A method of molecular imaging called positron emission tomography (PET) provides information about physiological processes in almost every part of the body. State-of-the-art imaging systems combine PET with CT to add anatomical information that shows precisely where the process is occurring. The addition of CT during multiple imaging studies for one patient can dramatically increase their radiation dose, but research scientists studying brain PET/CT imaging have discovered that just one CT scan is enough to support more than one PET scan. Multiple PET scans are sometimes necessary for imaging injected biomarkers that take a long time to bind to their targets, during diagnosticstudies that require pausing or during scans to test new therapeutic drugs.

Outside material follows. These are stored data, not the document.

PR #282, opened 2019-05-23
Port location to apypie

mdellweg:


modules/foreman_location.py
```diff
@@ -26,7 +26,6 @@
 author:
   - "Matthias M Dellweg (@mdellweg) ATIX AG"
 requirements:
-  - "nailgun >= 0.28.0"
```
sean797: Actually, are we putting Apypie here?

mdellweg:
Is this normal?
```
[I|app|bebaa53c] Started DELETE "/api/locations/27" for 192.168.121.1 at 2019-06-03 12:06:09 +0000
[I|app|bebaa53c] Processing by Api::V2::LocationsController#destroy as JSON
[I|app|bebaa53c]   Parameters: {"apiv"=>"v2", "id"=>"27"}
[I|app|bebaa53c] Current user set to admin (admin)
[D|app|bebaa53c] Current location set to none
[D|app|bebaa53c] Current organization set to none
[I|aud|bebaa53c] Location (27) destroy event on name Test Location
[I|aud|bebaa53c] Location (27) destroy event on ignore_types ["ProvisioningTemplate", "Hostgroup"]
[I|aud|bebaa53c] Location (27) destroy event on description 
[I|aud|bebaa53c] Location (27) destroy event on label 
[I|aud|bebaa53c] Location (27) destroy event on ancestry 
[I|aud|bebaa53c] Location (27) destroy event on manifest_refreshed_at 
[D|app|bebaa53c] Body: {"error":{"message":"Cannot delete Test Location because it has nested location."}}
[I|app|bebaa53c] Completed 200 OK in 57ms (Views: 0.2ms | ActiveRecord: 14.6ms)
```

evgeni:
Given Katello does not support nested locations, we never tried that before :)

mdellweg:
Actually Katello does. And i thought with nailgun all we used was the katello API.

mdellweg:
see: https://projects.theforeman.org/issues/26937

evgeni:
Oh wait, right. Nested Orgs are not supported. I'm in vacation mode.

test/test_playbooks/fixtures/location-2.yml
```diff
@@ -1,438 +1,323 @@
...
-      x-request-id: [d80ea1bc-fa7b-4418-84a1-61434b90d79a]
-      x-runtime: ['0.050843']
+      x-request-id: [df7ba823-b208-4e98-94bb-e4e8c077343a]
+      x-runtime: ['0.011515']
       x-xss-protection: [1; mode=block]
     status: {code: 200, message: OK}
 - request:
-    body: !!python/unicode '{"location": {"parent_id": 35, "organization_ids": [28],
-      "name": "Sub Location 1"}}'
+    body: !!python/unicode '{"location": {"parent_id": 33, "name": "Sub Location 1"}}'
```
mdellweg: This was supposed to contain the organization id.

`{'parent_id': 33, 'name': 'Sub Location 1', 'organization_ids': [30]}` is what gets passed to `self._resource_action(resource, 'create', new_entity)`.
@evgeni any idea?

evgeni:
This would imply that organization_ids is not a valid parameter and thus gets dropped by the generate function.

evgeni:
And indeed, it does not: https://theforeman.org/api/1.22/apidoc/v2/locations/create.html

mdellweg:
At least in the gui, i can add multiple organizations to a location.

evgeni:
Of course you can. It's just not in the apidoc 🤷

evgeni:
So I talked to @tbrisker on IRC, and the fact that the org and location controllers don't expose the fact that they can take "the other" as a list is due to some limitation in apipie-rails.

I wonder if we should monkey-patch the apidoc here in FAM as long as the real apidoc can't give us what we need?

mdellweg:
That will take some time to figure out. But i will have a look asap.

evgeni:
you'd need something like this, but in smart:

```
self.foremanapi.apidoc['docs']['resources']['locations']['methods'][2]['params'][2]['params'].append({u'validations': [], u'name': u'organization_ids', u'show': True, u'description': u'\n<p>Organization IDs</p>\n', u'required': False, u'allow_nil': True, u'allow_blank': False, u'full_name': 
u'location[organization_ids]', u'expected_type': u'array', u'metadata': None, u'validator': u''})
```

mdellweg:
thanks @evgeni

plugins/modules/foreman_location.py
```diff
@@ -131,29 +118,49 @@ def main():
...
 
-    (entity_dict, state) = module.parse_params()
+    entity_dict = module.clean_params()
 
     module.connect()
 
-    name_or_title = entity_dict.pop('name')
-    parent = entity_dict.pop('parent', None)
+    # Hack for broken foreman api
+    _location_create = next(x for x in module.foremanapi.apidoc['docs']['resources']['locations']['methods'] if x['name'] == 'create')
```
evgeni: We'd need the same for `update` ;)

evgeni: also, I think this should be inside `foreman_helper.py` so that other modules also benefit from it.

plugins/modules/foreman_location.py
```diff
@@ -131,29 +118,49 @@ def main():
...
 
-    if 'organizations' in entity_dict:
-        entity_dict['organizations'] = find_organizations(module, entity_dict['organizations'])
+    if not module.desired_absent:
+        if 'organizations' in entity_dict:
+            entity_dict['organizations'] = module.find_resources('organizations', entity_dict['organizations'], thin=True)
 
-    entity = find_location(module, title=build_fqn(name_or_title, parent), failsafe=True)
-    entity_dict = sanitize_entity_dict(entity_dict, name_map)
+    entity = module.find_resource('locations', search='title="{}"'.format(build_fqn(name, parent)), failsafe=True)
```
evgeni: I think I'd prefer if `search='title="{}"'.format(build_fqn(name, parent))` would be an own line, and then you'd call with `search=search` as format strings inside of args are hard to read.

plugins/module_utils/foreman_helper.py
```diff
@@ -87,6 +87,32 @@ def ping(self):
 
 class ForemanApypieAnsibleModule(ForemanBaseAnsibleModule):
 
+    def _patch_location_api(self):
+        """This is a workaround for the broken taxonomies apidoc in foreman."""
+
+        _location_organiuzations_parameter = {
+            u'validations': [],
```
evgeni: not sure we need to mark all these *explicitly* as unicode

evgeni:
@sean797 mind giving this another look? I feel like I contributed too much to the "design" of the hack to properly judge it.

plugins/module_utils/foreman_helper.py
mdellweg: I'd say, it does not hurt. (Python loves _explicit_.)

evgeni:
looks good to me now, but I'd like to wait on an ACK from Sean before merging.

plugins/module_utils/foreman_helper.py
```diff
@@ -87,6 +87,32 @@ def ping(self):
 
 class ForemanApypieAnsibleModule(ForemanBaseAnsibleModule):
 
+    def _patch_location_api(self):
+        """This is a workaround for the broken taxonomies apidoc in foreman."""
```
sean797: Nitpick, can you add the link to the foreman issue number? That way we are more likely to remove this in future.

plugins/modules/foreman_location.py
```diff
@@ -26,7 +26,7 @@
 author:
   - "Matthias M Dellweg (@mdellweg) ATIX AG"
 requirements:
-  - "nailgun >= 0.28.0"
+  - "apypie >= 0.0.2"
```
sean797: I didn't think we are adding explicit version dependency here?

mdellweg: Oh, yes. This line was older...

plugins/module_utils/foreman_helper.py
mdellweg: @sean797 this should be it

"Awareness of medical radiation exposure has increased over the past several years. In particular, the concern of additional radiation dose associated with CT in PET/CT is magnified in scans performed for investigational purposes," says Jae Sung Lee, Ph.D., associate professor of nuclear medicine at Seoul National University, Seoul, Korea.

Radiation is a natural phenomenon that is happening all the time as certain materials decay. Every year people are exposed to about 3 mSv (a measurement of exposure to radiation) of natural background radiation that comes from soil, from rocks or from high altitudes, to name some examples. As a comparison, people receive about 2 mSv during an average CT scan of the head.

"Computed tomography is useful for reducing PET scan time and improving image quality, but there is room for reducing the radiation dose—especially in brain PET studies—by avoiding the redundancy of repetitive CT scans," says Lee. "In this study, we propose a scheme to minimize the radiation dose by performing only a single CT scan per each subject and employing an image registration technique between brain PET scans."

During the study, researchers worked with five volunteers who were imaged in two sessions of dynamic brain PET/CT scanning with a new biomarker for amyloid plaque, which is implicated in cognitive decline and Alzheimer's disease. After an intermission during imaging, subjects were placed in a different position and another imaging study was performed. Both studies were 80-90 minutes long. Scientists compared images from the second PET study using the original CT image, the realigned CT image and the second CT to determine if using only the first CT scan was feasible. Researchers concluded that one CT image could be used during multiple PET studies to achieve satisfactory image quality.